Records drawn from a dataset:
PR #244, opened 2018-08-22
UTY-830:

MPeti01:

-------

#### Description
Reworked order of enabling MonoBehaviours and calling user callbacks based on discussions with @samiwh 

Basic goals: Writers should not get authority change callbacks, Writers should not receive updates from different workers. Simple compromise we made to do this without lots of weird edge cases that could end up surprising users: Readers/Writers don't get update callbacks on the tick when they are enabled.

#### Tests
No additional tests, Playground still works
#### Documentation
N/A
#### Primary reviewers
@samiwh @JonasImprobable


code_generator/GdkCodeGenerator/Templates/UnityGameObjectComponentDispatcherGenerator.tt
```diff
@@ -192,16 +234,80 @@ namespace <#= qualifiedNamespace #>
...
+            {
+                if (AuthorityLostComponentGroup.IsEmptyIgnoreFilter)
+                {
+                    return;
+                }
+
+                var entities = AuthorityLostComponentGroup.GetEntityArray();
+                var changeOpsLists = AuthorityLostComponentGroup.GetComponentDataArray<AuthorityChanges<<#= componentDetails.TypeName #>>>();
+
+                // Call once on all entities unless they flip-flopped back into the state they started in
```
jared-improbable: Semantically, wouldn't you want to invoke all expected callbacks, even if they ultimately change back? cc @samiwh @jamiebrynes7

code_generator/GdkCodeGenerator/Templates/UnityGameObjectComponentDispatcherGenerator.tt
```diff
@@ -192,16 +234,80 @@ namespace <#= qualifiedNamespace #>
...
+                    {
+                        foreach (Requirables.ReaderWriterImpl readerWriter in readersWriters)
+                        {
+                            readerWriter.OnAuthorityChange(Authority.NotAuthoritative);
+                        }
+                    }
+                }
+            }
+
+            private bool isFirstAuthChange(Authority authToMatch, AuthorityChanges<<#= componentDetails.TypeName #>> changeOps)
```
jared-improbable: Style: Upper-case to "IsFirstAuthChange"
This whole ignoring of multiple auth changes in a frame is dubious to me, however.

code_generator/GdkCodeGenerator/Templates/UnityGameObjectComponentDispatcherGenerator.tt
```diff
@@ -90,21 +104,42 @@ namespace <#= qualifiedNamespace #>
...
+                    return;
+                }
+
+                var authoritiesChangedTags = AuthorityGainedComponentGroup.GetComponentDataArray<AuthorityChanges<<#= componentDetails.TypeName #>>>();
+                var entities = AuthorityGainedComponentGroup.GetEntityArray();
+                for (var i = 0; i < entities.Length; i++)
+                {
+                    var activationManager = entityIndexToManagers[entities[i].Index];
+                    // Call once except if flip-flopped back to starting state
+                    if (isFirstAuthChange(Authority.Authoritative, authoritiesChangedTags[i]))
```
jared-improbable: See comment below.

code_generator/GdkCodeGenerator/Templates/UnityGameObjectComponentDispatcherGenerator.tt
MPeti01: This is necessary with the approach we are taking to the order of passing ops and enabling behaviours in the MonoBehaviour layer - we are not retaining the information about the exact order of all ops received in the GDK Core, and as a result the MonoBehaviour layer performs all enables at a different time than all disables. So not squashing them could mean receiving multiple disables and then multiple enables for a component rather than alternating them.

samiwh: ^
We could invoke all callbacks if we preserve the op order in the core and provide that to the monobehaviour layer. Which we can do if it becomes essential. But that comes with it's own disadvantages of making users think the state of the worker is something other than it is. Right now there is one race we haven't dealt with when you receive authority cycles however that can be fixed by adding to this later (wasn't considered essential for the first set of corrections).

MPeti01:
Cherry picked on top of latest master.

workers/unity/Packages/com.improbable.gdk.core/GameObjectRepresentation/GameObjectDispatcherSystem.cs
```diff
@@ -101,27 +103,53 @@ protected override void OnUpdate()
...
 
             foreach (var indexManagerPair in entityIndexToActivationManager)
             {
-                indexManagerPair.Value.DisableSpatialOSBehaviours();
+                indexManagerPair.Value.EnableSpatialOSBehaviours();
+            }
+
+            foreach (var gameObjectComponentDispatcher in GameObjectComponentDispatchers)
+            {
+                gameObjectComponentDispatcher.MarkAuthorityGainedForActivation(entityIndexToActivationManager);
```
JonasImprobable: Why is this done twice?

MPeti01: Fixed

workers/unity/Packages/com.improbable.gdk.core/GameObjectRepresentation/GameObjectDispatcherSystem.cs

• [Task directions]: Would you return the full set of entries, unchanged in every detail?

• [Response]:
PR #244, opened 2018-08-22
UTY-830:

MPeti01:

-------

#### Description
Reworked order of enabling MonoBehaviours and calling user callbacks based on discussions with @samiwh 

Basic goals: Writers should not get authority change callbacks, Writers should not receive updates from different workers. Simple compromise we made to do this without lots of weird edge cases that could end up surprising users: Readers/Writers don't get update callbacks on the tick when they are enabled.

#### Tests
No additional tests, Playground still works
#### Documentation
N/A
#### Primary reviewers
@samiwh @JonasImprobable


code_generator/GdkCodeGenerator/Templates/UnityGameObjectComponentDispatcherGenerator.tt
```diff
@@ -192,16 +234,80 @@ namespace <#= qualifiedNamespace #>
...
+            {
+                if (AuthorityLostComponentGroup.IsEmptyIgnoreFilter)
+                {
+                    return;
+                }
+
+                var entities = AuthorityLostComponentGroup.GetEntityArray();
+                var changeOpsLists = AuthorityLostComponentGroup.GetComponentDataArray<AuthorityChanges<<#= componentDetails.TypeName #>>>();
+
+                // Call once on all entities unless they flip-flopped back into the state they started in
```
jared-improbable: Semantically, wouldn't you want to invoke all expected callbacks, even if they ultimately change back? cc @samiwh @jamiebrynes7

code_generator/GdkCodeGenerator/Templates/UnityGameObjectComponentDispatcherGenerator.tt
```diff
@@ -192,16 +234,80 @@ namespace <#= qualifiedNamespace #>
...
+                    {
+                        foreach (Requirables.ReaderWriterImpl readerWriter in readersWriters)
+                        {
+                            readerWriter.OnAuthorityChange(Authority.NotAuthoritative);
+                        }
+                    }
+                }
+            }
+
+            private bool isFirstAuthChange(Authority authToMatch, AuthorityChanges<<#= componentDetails.TypeName #>> changeOps)
```
jared-improbable: Style: Upper-case to "IsFirstAuthChange"
This whole ignoring of multiple auth changes in a frame is dubious to me, however.

code_generator/GdkCodeGenerator/Templates/UnityGameObjectComponentDispatcherGenerator.tt
```diff
@@ -90,21 +104,42 @@ namespace <#= qualifiedNamespace #>
...
+                    return;
+                }
+
+                var authoritiesChangedTags = AuthorityGainedComponentGroup.GetComponentDataArray<AuthorityChanges<<#= componentDetails.TypeName #>>>();
+                var entities = AuthorityGainedComponentGroup.GetEntityArray();
+                for (var i = 0; i < entities.Length; i++)
+                {
+                    var activationManager = entityIndexToManagers[entities[i].Index];
+                    // Call once except if flip-flopped back to starting state
+                    if (isFirstAuthChange(Authority.Authoritative, authoritiesChangedTags[i]))
```
jared-improbable: See comment below.

code_generator/GdkCodeGenerator/Templates/UnityGameObjectComponentDispatcherGenerator.tt
MPeti01: This is necessary with the approach we are taking to the order of passing ops and enabling behaviours in the MonoBehaviour layer - we are not retaining the information about the exact order of all ops received in the GDK Core, and as a result the MonoBehaviour layer performs all enables at a different time than all disables. So not squashing them could mean receiving multiple disables and then multiple enables for a component rather than alternating them.

samiwh: ^
We could invoke all callbacks if we preserve the op order in the core and provide that to the monobehaviour layer. Which we can do if it becomes essential. But that comes with it's own disadvantages of making users think the state of the worker is something other than it is. Right now there is one race we haven't dealt with when you receive authority cycles however that can be fixed by adding to this later (wasn't considered essential for the first set of corrections).

MPeti01:
Cherry picked on top of latest master.

workers/unity/Packages/com.improbable.gdk.core/GameObjectRepresentation/GameObjectDispatcherSystem.cs
```diff
@@ -101,27 +103,53 @@ protected override void OnUpdate()
...
 
             foreach (var indexManagerPair in entityIndexToActivationManager)
             {
-                indexManagerPair.Value.DisableSpatialOSBehaviours();
+                indexManagerPair.Value.EnableSpatialOSBehaviours();
+            }
+
+            foreach (var gameObjectComponentDispatcher in GameObjectComponentDispatchers)
+            {
+                gameObjectComponentDispatcher.MarkAuthorityGainedForActivation(entityIndexToActivationManager);
```
JonasImprobable: Why is this done twice?

MPeti01: Fixed

workers/unity/Packages/com.improbable.gdk.core/GameObjectRepresentation/GameObjectDispatcherSystem.cs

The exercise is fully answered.